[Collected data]
Content starts
PR #400, opened 2024-05-07
Mobile menu order improvements

dcsaszar:
The order is open to further refinement, but at least it's no longer completely off.
Maybe unifying the menu item style on mobile is more important as a next step?

image


apepper (approved):
LGTM ([4305199](https://github.com/Scrivito/scrivito-portal-app/pull/400/commits/43051995f0b1c980534e5b2b25afb954b286a53e))

Very nice 🚀!

PR #402, opened 2024-05-08
DataPersonCard: Calculate user differently

apepper:
This also has the advantage that no headline is shown, if the user could not be found.

Needs content: https://edit.scrivito.com/d0a154d76edf2a7bd991fc658e700a1d~https://workaround-datapersoncardwid.scrivito-portal-app.pages.dev/en/my-tynacoon?_scrivito_workspace_id=je9ba13d7a074d63&_scrivito_display_mode=view

### DIFF
--- a/src/Widgets/DataPersonCardWidget/DataPersonCardWidgetComponent.tsx
+++ b/src/Widgets/DataPersonCardWidget/DataPersonCardWidgetComponent.tsx
@@ -1,4 +1,4 @@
Content ends
DIRECTIONS FOR THIS TASK: Wherever the word "user" occurs in the data, copy that whole line.

SOLUTION FOR THIS TASK:
DataPersonCard: Calculate user differently
This also has the advantage that no headline is shown, if the user could not be found.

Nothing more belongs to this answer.